### Task inputs

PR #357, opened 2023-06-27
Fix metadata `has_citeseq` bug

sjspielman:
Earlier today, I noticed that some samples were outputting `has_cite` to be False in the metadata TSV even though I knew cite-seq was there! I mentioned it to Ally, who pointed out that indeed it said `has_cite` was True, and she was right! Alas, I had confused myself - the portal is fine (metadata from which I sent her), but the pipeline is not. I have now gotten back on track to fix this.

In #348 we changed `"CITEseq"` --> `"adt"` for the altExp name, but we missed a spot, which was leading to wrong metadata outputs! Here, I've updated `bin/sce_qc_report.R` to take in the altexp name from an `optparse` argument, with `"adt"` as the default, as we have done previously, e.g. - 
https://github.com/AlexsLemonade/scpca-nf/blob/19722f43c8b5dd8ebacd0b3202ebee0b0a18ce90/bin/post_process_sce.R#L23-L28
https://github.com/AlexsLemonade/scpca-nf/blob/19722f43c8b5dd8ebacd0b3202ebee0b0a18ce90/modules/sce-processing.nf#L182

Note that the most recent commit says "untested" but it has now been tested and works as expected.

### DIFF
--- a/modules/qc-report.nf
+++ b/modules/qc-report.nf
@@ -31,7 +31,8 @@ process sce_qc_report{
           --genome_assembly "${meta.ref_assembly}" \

==

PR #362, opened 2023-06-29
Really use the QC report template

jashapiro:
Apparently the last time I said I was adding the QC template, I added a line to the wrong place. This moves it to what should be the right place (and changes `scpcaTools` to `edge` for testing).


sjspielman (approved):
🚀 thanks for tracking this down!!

### What is needed
List all lines above in which the string "github" appears.

### Output for this exercise
https://github.com/AlexsLemonade/scpca-nf/blob/19722f43c8b5dd8ebacd0b3202ebee0b0a18ce90/bin/post_process_sce.R#L23-L28
https://github.com/AlexsLemonade/scpca-nf/blob/19722f43c8b5dd8ebacd0b3202ebee0b0a18ce90/modules/sce-processing.nf#L182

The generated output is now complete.